%%

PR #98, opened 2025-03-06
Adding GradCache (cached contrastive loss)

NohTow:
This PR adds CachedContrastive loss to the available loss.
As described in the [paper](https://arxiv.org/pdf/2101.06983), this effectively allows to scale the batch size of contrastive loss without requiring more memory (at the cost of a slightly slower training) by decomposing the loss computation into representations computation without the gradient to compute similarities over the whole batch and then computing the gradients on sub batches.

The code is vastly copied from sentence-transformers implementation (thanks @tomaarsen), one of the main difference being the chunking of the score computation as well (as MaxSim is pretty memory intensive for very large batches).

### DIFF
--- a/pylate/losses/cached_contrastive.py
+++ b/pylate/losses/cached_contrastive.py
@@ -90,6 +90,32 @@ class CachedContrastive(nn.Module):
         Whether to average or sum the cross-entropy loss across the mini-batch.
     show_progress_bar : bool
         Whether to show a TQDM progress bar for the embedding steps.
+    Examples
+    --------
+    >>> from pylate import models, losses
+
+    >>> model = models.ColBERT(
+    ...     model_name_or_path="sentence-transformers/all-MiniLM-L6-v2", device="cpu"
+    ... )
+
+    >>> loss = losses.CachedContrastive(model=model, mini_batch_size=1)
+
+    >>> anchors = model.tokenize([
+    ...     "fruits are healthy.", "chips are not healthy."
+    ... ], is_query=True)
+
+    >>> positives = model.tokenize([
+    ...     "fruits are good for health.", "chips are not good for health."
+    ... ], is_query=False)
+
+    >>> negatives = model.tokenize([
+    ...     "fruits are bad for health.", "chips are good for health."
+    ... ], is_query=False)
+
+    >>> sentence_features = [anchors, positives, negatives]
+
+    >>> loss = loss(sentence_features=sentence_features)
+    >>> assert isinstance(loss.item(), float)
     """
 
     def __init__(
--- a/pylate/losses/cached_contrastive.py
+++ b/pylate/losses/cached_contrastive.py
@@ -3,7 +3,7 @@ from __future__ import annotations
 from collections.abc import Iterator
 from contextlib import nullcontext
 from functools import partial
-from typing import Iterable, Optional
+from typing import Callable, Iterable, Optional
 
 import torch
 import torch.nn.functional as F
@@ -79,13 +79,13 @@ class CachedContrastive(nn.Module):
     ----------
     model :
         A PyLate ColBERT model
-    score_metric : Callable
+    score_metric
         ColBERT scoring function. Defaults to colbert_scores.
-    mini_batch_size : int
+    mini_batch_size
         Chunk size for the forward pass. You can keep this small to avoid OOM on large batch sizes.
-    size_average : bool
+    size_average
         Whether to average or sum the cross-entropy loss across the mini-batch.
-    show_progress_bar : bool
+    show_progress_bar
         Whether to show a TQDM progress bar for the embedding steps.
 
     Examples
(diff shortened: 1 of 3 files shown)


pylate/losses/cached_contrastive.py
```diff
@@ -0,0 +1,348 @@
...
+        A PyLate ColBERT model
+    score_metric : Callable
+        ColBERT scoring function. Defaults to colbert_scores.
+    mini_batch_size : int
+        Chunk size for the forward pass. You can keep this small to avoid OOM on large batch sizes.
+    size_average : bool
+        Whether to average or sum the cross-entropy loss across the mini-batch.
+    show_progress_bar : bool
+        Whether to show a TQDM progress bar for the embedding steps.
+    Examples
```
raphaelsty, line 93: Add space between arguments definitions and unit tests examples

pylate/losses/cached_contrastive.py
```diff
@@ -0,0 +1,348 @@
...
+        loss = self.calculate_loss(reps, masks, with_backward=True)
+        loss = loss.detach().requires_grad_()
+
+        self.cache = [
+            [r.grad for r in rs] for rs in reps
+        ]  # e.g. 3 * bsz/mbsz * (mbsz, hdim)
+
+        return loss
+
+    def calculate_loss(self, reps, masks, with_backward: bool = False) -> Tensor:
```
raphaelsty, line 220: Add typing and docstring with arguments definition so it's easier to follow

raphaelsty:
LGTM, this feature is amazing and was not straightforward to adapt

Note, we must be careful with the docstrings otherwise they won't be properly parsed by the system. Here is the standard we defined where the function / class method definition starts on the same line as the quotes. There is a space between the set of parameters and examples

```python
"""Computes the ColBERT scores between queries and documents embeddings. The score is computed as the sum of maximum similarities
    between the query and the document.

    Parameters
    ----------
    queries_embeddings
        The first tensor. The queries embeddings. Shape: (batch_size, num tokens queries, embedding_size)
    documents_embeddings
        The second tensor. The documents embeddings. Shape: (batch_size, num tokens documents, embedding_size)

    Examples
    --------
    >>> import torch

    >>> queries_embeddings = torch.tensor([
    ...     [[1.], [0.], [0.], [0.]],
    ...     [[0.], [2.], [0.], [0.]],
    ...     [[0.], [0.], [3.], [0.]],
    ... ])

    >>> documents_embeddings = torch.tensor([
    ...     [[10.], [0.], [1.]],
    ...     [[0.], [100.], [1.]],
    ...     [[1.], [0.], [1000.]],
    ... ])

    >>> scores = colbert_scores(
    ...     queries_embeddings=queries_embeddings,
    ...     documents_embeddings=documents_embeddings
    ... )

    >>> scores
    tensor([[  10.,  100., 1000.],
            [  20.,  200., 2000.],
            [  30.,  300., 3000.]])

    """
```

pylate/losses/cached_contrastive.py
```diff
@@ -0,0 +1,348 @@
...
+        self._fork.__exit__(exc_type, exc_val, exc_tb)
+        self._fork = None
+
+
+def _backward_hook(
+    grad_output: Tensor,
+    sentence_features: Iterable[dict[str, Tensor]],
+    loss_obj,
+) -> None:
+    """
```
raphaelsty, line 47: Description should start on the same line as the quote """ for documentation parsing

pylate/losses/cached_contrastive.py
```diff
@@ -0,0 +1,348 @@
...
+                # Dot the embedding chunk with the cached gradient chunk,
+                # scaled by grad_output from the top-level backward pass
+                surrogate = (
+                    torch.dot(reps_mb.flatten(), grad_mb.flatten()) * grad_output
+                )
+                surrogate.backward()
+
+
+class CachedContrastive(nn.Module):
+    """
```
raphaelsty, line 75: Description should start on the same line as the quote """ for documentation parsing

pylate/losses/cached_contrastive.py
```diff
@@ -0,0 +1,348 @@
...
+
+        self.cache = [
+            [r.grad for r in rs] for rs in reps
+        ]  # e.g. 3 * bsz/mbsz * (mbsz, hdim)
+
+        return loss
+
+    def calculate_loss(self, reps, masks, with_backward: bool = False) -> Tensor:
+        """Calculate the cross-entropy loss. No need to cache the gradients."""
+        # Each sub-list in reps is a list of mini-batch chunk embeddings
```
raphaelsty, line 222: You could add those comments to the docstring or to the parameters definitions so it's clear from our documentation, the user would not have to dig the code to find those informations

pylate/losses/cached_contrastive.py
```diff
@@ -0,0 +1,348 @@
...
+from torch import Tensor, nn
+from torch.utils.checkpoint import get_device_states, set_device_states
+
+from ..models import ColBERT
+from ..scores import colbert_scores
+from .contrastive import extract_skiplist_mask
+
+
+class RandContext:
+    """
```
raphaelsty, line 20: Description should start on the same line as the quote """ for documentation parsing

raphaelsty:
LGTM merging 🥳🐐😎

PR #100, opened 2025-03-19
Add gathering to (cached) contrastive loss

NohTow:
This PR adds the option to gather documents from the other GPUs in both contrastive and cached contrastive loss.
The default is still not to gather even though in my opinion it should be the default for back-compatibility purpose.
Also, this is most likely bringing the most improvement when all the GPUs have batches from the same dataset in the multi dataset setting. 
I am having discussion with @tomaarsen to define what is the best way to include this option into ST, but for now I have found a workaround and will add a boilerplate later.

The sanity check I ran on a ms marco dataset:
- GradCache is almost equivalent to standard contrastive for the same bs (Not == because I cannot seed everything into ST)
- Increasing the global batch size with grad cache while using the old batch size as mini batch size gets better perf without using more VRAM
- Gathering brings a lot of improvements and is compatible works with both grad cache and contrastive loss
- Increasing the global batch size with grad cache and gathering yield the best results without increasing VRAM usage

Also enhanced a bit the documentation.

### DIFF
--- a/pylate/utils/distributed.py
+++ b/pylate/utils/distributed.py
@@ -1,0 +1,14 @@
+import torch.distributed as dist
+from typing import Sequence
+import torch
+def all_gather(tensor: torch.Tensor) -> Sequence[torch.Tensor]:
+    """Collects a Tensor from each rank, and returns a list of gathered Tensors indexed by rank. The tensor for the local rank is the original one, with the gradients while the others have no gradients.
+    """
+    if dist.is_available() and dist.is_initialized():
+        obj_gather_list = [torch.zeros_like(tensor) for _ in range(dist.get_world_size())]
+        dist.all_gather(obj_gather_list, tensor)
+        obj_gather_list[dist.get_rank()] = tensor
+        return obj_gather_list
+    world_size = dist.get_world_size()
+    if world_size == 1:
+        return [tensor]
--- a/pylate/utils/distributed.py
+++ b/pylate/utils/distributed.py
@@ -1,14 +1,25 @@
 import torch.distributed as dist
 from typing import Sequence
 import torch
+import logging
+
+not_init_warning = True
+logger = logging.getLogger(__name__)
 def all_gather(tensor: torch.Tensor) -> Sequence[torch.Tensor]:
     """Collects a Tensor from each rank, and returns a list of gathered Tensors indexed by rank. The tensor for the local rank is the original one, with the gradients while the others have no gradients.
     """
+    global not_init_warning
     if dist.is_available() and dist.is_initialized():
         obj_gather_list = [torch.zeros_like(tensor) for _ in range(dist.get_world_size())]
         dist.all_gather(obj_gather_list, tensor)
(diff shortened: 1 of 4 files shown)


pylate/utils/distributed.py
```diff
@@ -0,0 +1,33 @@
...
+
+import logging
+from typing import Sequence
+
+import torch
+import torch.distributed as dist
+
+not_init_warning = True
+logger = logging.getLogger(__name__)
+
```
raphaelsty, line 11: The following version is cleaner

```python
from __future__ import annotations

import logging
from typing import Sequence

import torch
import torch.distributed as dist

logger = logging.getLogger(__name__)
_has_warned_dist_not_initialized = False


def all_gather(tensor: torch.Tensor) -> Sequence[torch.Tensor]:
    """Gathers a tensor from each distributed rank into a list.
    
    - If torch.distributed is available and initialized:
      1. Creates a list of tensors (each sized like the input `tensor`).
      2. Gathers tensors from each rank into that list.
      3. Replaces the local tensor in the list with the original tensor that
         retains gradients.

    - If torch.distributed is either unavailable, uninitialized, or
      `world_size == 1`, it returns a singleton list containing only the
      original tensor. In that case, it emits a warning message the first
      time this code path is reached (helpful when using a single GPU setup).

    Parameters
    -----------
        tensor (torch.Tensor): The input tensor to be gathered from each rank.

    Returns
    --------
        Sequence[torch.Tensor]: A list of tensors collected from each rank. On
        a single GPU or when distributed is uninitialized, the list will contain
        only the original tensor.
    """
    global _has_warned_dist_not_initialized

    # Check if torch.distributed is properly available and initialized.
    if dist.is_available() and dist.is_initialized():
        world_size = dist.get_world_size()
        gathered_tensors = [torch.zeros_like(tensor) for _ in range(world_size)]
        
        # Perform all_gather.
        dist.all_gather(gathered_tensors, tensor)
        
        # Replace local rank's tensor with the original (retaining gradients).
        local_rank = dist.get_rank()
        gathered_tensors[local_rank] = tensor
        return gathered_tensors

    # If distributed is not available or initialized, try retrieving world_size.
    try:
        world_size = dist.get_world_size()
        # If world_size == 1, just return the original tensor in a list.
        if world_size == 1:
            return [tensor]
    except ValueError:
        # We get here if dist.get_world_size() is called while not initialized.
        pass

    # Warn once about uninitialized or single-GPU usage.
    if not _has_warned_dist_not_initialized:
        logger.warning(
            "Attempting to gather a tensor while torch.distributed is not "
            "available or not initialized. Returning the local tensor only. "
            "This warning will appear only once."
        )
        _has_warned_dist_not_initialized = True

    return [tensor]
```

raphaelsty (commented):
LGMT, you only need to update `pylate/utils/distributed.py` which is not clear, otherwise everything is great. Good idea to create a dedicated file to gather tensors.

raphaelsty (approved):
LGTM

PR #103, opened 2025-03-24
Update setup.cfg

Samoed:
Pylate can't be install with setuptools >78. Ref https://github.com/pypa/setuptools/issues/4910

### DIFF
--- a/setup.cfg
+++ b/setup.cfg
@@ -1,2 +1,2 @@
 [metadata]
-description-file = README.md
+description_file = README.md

%%
%%

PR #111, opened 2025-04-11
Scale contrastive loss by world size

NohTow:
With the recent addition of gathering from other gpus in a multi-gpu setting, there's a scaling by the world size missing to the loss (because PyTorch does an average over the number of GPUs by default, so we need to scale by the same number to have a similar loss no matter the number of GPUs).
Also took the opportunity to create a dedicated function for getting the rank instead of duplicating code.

%%

Among the records above, which lines hold the word "once"? Copy each one.

ANSWER SECTION:
    # Warn once about uninitialized or single-GPU usage.
            "This warning will appear only once."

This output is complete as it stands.